[Saved entries]

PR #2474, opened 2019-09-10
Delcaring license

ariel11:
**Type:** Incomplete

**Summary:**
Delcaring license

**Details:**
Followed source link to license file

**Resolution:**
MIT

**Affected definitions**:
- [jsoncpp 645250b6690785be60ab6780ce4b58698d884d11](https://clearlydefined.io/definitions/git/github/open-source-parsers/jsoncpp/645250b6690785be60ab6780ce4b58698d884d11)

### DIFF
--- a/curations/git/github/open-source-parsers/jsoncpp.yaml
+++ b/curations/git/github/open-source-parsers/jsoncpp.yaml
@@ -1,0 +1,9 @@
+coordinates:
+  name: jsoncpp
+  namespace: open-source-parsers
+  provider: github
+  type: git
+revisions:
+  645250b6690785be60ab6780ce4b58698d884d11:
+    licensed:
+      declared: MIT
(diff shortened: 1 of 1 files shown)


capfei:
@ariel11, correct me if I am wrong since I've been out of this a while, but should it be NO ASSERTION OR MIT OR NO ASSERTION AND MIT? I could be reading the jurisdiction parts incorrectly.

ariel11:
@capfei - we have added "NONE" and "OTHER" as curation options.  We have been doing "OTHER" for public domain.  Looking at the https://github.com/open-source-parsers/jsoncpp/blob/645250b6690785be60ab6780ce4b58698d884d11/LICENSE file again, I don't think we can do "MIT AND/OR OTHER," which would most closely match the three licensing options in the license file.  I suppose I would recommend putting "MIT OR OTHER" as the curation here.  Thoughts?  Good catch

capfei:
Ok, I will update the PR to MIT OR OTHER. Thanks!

==

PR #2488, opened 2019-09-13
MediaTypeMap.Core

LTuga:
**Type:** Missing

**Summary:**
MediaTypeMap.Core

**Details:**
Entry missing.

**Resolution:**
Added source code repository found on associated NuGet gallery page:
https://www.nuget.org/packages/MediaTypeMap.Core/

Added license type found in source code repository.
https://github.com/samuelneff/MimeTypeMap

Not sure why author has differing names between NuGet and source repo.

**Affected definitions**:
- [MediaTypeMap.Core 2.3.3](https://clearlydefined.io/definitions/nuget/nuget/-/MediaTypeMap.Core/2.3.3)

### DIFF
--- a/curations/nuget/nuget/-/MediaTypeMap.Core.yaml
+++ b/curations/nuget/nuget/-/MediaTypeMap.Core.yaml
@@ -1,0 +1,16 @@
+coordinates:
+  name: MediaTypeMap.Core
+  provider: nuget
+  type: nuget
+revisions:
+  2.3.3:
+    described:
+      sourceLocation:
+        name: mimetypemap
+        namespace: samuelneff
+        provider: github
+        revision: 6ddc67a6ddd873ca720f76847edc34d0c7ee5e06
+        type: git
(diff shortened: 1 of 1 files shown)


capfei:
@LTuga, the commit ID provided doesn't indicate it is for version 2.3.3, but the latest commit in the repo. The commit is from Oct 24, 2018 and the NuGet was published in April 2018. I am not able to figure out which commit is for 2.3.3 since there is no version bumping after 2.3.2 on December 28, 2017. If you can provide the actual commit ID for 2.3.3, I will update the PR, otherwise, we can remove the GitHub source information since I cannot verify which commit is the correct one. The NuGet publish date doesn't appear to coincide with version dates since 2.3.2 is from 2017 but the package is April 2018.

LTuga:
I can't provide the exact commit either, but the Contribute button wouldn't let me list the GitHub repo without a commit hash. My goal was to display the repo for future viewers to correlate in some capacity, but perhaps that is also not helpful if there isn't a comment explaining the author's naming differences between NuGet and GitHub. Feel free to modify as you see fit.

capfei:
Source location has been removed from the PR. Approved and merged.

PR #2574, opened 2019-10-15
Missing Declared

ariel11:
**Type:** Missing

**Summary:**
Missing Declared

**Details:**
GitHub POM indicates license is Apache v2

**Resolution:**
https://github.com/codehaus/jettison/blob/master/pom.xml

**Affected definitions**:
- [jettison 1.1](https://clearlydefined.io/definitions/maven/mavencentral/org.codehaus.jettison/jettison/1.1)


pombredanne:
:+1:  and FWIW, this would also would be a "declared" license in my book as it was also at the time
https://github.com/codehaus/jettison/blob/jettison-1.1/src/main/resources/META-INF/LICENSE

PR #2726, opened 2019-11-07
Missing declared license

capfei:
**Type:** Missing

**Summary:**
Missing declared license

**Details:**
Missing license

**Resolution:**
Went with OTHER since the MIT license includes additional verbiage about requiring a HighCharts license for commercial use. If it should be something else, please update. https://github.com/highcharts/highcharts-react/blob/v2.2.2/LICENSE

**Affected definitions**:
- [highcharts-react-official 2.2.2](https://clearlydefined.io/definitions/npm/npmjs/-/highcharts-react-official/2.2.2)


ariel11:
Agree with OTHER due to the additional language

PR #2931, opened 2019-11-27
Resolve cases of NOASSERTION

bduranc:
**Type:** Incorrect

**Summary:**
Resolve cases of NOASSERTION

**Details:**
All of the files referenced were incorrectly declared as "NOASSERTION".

==

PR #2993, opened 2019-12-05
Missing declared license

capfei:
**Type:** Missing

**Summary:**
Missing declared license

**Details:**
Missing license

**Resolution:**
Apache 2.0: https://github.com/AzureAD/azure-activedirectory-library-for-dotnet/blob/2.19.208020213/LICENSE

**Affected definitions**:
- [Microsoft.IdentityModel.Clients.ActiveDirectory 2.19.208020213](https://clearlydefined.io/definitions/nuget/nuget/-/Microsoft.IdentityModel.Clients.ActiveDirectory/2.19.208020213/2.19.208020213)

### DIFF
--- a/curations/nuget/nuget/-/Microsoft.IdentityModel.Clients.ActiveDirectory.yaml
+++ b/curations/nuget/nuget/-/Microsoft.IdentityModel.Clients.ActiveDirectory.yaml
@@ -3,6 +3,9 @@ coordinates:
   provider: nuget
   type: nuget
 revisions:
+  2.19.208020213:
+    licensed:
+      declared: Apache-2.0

**THE TASK**
From the entries above, list each line with "incorrectly" in it.

**ANSWER AREA**
@ariel11, correct me if I am wrong since I've been out of this a while, but should it be NO ASSERTION OR MIT OR NO ASSERTION AND MIT? I could be reading the jurisdiction parts incorrectly.
All of the files referenced were incorrectly declared as "NOASSERTION".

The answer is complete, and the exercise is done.